What to produce
Exactly how many lines in this data contain the word "layout"? Only the number should be given.

Saved data entries
►

PR #1261, opened 2020-06-25
[bod_transliterating] Move from legacy to release and include source

LornaSIL:
Relates to #337

* Move keyboard from legacy to release (not a deprecation)
* Documentation improved:
   * English documentation is a Google translation of the Chinese documentation. It's not perfect, but better than it was.
   * Add help file.
   * Extra folder just has documents that I used to help me improve the documentation.


DavidLRowe:
In welcome.htm, the Left Control image is mislabed as Right Alt.

LornaSIL:
@mcdurdin 

I am closing this PR because we do not have permission to put the keyboard source on our site under MIT license. We wrote the author about moving it to MIT, but up till now we have not received a response. One of the email addresses was no longer valid.
The keyboard is still in `legacy` as an online and mobile keyboard.

Issue #1246, opened 2020-06-05
Issue with Kᵂak̓ᵂala FV keyboard


madebybridget:
Hi folks, the Kᵂak̓ᵂala FV keyboard has recently changed and no longer functions in the way that it should. A user shared her screenshots from two devices she has with the keyboard: one with the old layout and one with the new. The first screenshots attached below on the iPad are of the old, proper layout, versus the second set of screenshots on the iPhone are of the new, non-functional layout. It seems like all of the special characters got moved to the number keys, where when you hold down the numbers they type special characters but don't visibly show up as a long-press option.

Please let me know how we can revert these changes back to an older build of the keyboard with the appropriate layout. Thanks so much!

![image3](https://user-images.githubusercontent.com/58344928/83929520-7d4e7880-a748-11ea-9b82-31ad95271115.png)
![image2](https://user-images.githubusercontent.com/58344928/83929530-850e1d00-a748-11ea-8898-e555c7502bc1.png)
![image4](https://user-images.githubusercontent.com/58344928/83929538-8b9c9480-a748-11ea-9163-7d377ff060ef.png)
![image5](https://user-images.githubusercontent.com/58344928/83929542-8d665800-a748-11ea-9097-505dcae30c1f.png)

DavidLRowe:
Are we talking about the release/fv/fv_kwakwala keyboard (in the GitHub repository at: https://github.com/keymanapp/keyboards/tree/master/release/fv/fv_kwakwala). The last change to this keyboard was 18 Oct 2018. At that point three legacy keyboards were deprecated: legacy/k/kwakiutl, legacy/k/kwakwala_u, legacy/u/uwikala_u</del>

Or is this the release/fv/fv_kwakwala_liqwala keyboard (in the GitHub repository at: https://github.com/keymanapp/keyboards/tree/master/release/fv/fv_kwakwala_liqwala). The last change to this keyboard was also 18 Oct 2018.

LornaSIL:
https://github.com/keymanapp/keyboards/tree/master/release/fv/fv_kwakwala).
This one looks correct to me on an android.

https://github.com/keymanapp/keyboards/tree/master/release/fv/fv_kwakwala_liqwala
).
This one seems to have problems.

LornaSIL:
Fixed by #1262 @madebybridget

PR #1262, opened 2020-06-26
[fv_kwakwala_liqwala] Revert mobile layout and fix headers on htm files

LornaSIL:
Relates to #1246 

Relates to #1237

@madebybridget do you want to check this first?


madebybridget:
There seem to be three keys that randomly link to invalid or unrelated characters:
+ [CAPS K_8] > ''
+ [CAPS K_7] > U+F898
+ [CAPS K_6] > U+F85E
But it looks like everything else is there. Let’s revert to this so that the community can access their keyboard again, and then I can work to fix some of these weird issues.
Approved!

◄

Task answer
3